Saving Heirloom Tomato Seeds

 “No occupation is so delightful to me as the culture of the earth, and no culture comparable to that of the garden.” - Thomas Jefferson

Heirloom tomatoes are open pollinated, and non-hybridized varieties. I'm saving seeds from my favorite variety, 'Taps Tomato' for next years garden.

Choose a large, healthy, fully ripe tomato. Don't use one that's over-ripe, or the seeds could sprout, or decay in the later steps.

                                           Cut the tomato in half.

Squeeze the tomatoes, into a bowl, crushing them.(don't use metal) Don't worry about scraping seeds from the tomato, there will be a lot that will fall into the bowl.

Taps is a very juicy Tomato, I strain the juice away, and put the seeds back in the bowl.
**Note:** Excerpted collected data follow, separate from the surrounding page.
PR #1041, opened 2019-04-29
Admin page speedups

jhdulaney:
## Description
Some of the admin pages are slow because they load the full member (or user) list.  This corrects that slowness.

## Related Issue
N/A

## Testing
Verified that DataRequestProject admin pages load much faster now

### DIFF
--- a/open_humans/admin.py
+++ b/open_humans/admin.py
@@ -10,6 +10,7 @@ class MemberAdmin(admin.ModelAdmin):
     """
 
     raw_id_fields = ("user",)
+    search_fields = ("user__username", "user__email")
 
     def get_queryset(self, request):
         """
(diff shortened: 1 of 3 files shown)


jhdulaney:
> I've suggested an addition via a PR to your branch that makes it a _lot_ easier to find Members (it's pretty impossible to find and change the "coordinator" in the current admin).
> 
> It seems like the important fix here was `raw_id_fields`? Is `get_queryset` necessary? (It doesn't seem important when I test this locally?)

Profiling with silk seems to indicate an 80 ms difference.  I guess since it's the admin site, that's not enough difference to warrant it?

madprime:
@jhdulaney yeah, I think I'd prefer to keep it simpler, that's a pretty minor gain for an admin page :)

jhdulaney:
Pushed an update

PR #1057, opened 2019-05-28
rm legacy approach in public sharing model

madprime:
## Description
This replaces a legacy approach to managing public data sharing, which has been using a "source label" approach. The model now refers directly to the project membership as a `OneToOneField`.

This is likely to change again if/when we work out how to use the new `DataTypes` in managing public data sharing.

This also makes some updates to `DataFile` and `ProjectDataFile`. (As part of this work I cleaned up some weirdnesses here as well. The presence of two models is a legacy behavior, as now every `DataFile` object should also have a `ProjectDataFile`.)

## Related Issue
This legacy approach in public data sharing status was encountered as I created a rewrite of the activity pages.

## Testing
  * passed automated testing locally (and updated existing testing to fix places it broke)
    * load activity pages
    * turn public data sharing off and on
    * ... and saw files disappear/appear in the API and profile page
    * quit/remove data from a project
    * list projects on "My data" page & am able to toggle there as well


data_import/models.py
```diff
@@ -159,7 +129,7 @@ def generate_key(self, request):
 
     @property
     def is_public(self):
-        return is_public(self.user.member, self.source)
```
madprime: I updated DataFile & ProjectDataFile because of this. The updated models now use a database query rather than the circuitous "look up from a string" approach. That approach is still in the code because a couple other places still use it, but hopefully on the way to full removal. ;)

data_import/models.py
```diff
@@ -81,29 +69,11 @@ class DataFileManager(models.Manager):
...
-
     def contribute_to_class(self, model, name):
         super(DataFileManager, self).contribute_to_class(model, name)
 
         models.signals.pre_delete.connect(delete_file, model)
 
-    def public(self):
-        prefix = "user__member__public_data_participant__publicdataaccess"
-
-        filters = {prefix + "__is_public": True, prefix + "__data_source": F("source")}
```
madprime: This was moved to ProjectDataFile and switched away from the "data source" approach (as this was removed from PublicDataAccess).

data_import/models.py
```diff
@@ -81,29 +69,11 @@ class DataFileManager(models.Manager):
     pre_delete signal connected correctly.
     """
 
-    def for_user(self, user):
```
madprime: Moved to ProjectDataFile as a more natural place for it, since this manager was filtering on a field of that model.

PR #1063, opened 2019-07-16
Public APIs Overhaul

### LINKED ISSUE #1033: fix users-by-source API endpoint
Users by source public data API endpoint currently lists projects that aren't data sources, and fails to list projects that are no longer active.

madprime:
## Description
This creates a new set of publicly available APIs that present public information/data about the following:
  - DataFiles
  - DataTypes
  - Members
  - Projects
    
The naming schemes and formats are generally re-used, and nesting has been avoided -- for example, project serialization doesn't list public files for each project, that's available at another endpoint. (Nesting has caused previous endpoints to crash.)

Documentation is updated as well.
    
Some previous endpoints are retained, as they are known to be in use, or might be. These are deprecated.

Django version is also bumped, and a model was updated to add a related_name for reverse lookups.

## Related Issue
This closes #1033 by rendering that endpoint obsolete.

## Testing
  * added automated testing for the top level "list" endpoints
  * ran locally to test all endpoints manually
  * loaded code into staging for further testing and viewing


open_humans/templates/pages/public-data-api.html
```diff
@@ -15,162 +15,443 @@
...
+              href="/api/public-data/?username=madprime&limit=5">
+                /api/public-data/?username=madprime&limit=5</a>
+            </code>
+          </p>
 
-    <p>
-      <strong>URL:</strong> <span id="source-url"></span>
-    </p>
+          <p>
+            This query shows all Harvard Personal Genomes Project data updated on
```
gedankenstuecke: Should we maybe use another example? The PGP isn’t listed publicly right now as it’s inactive, isn’t it? Makes it harder for people to understand what’s going on?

You'll notice the seeds are coated, with a gel. the next step is to get rid of the gel.

                                         Fill the bowl, half full of water.

Cover and let it set; for about, 3 days,(depends on the temperature) until you see mold growing on the surface. I used a cereal bowl, and covered it with a saucer.

The mold will look like a cloudy film on the surface. You most likely, will see a few seeds, floating on the surface as well. (these won't sprout) Pour off as much of the water as you can, including the floating seeds.

I pick out any large tomato particles, by hand, then dump the seeds into a small mesh strainer. Run water over the seeds, in the strainer, while gently rubbing them, with your fingertips, to dislodge any remaining gel, on the seeds. After letting the water drain from the strainer, dump the seeds, onto a clean folded kitchen towel, or a paper plate. Spread them out, a bit, so the air can circulate around them, and prevent them from molding. Let them dry for a few days, then store them in a labeled envelope.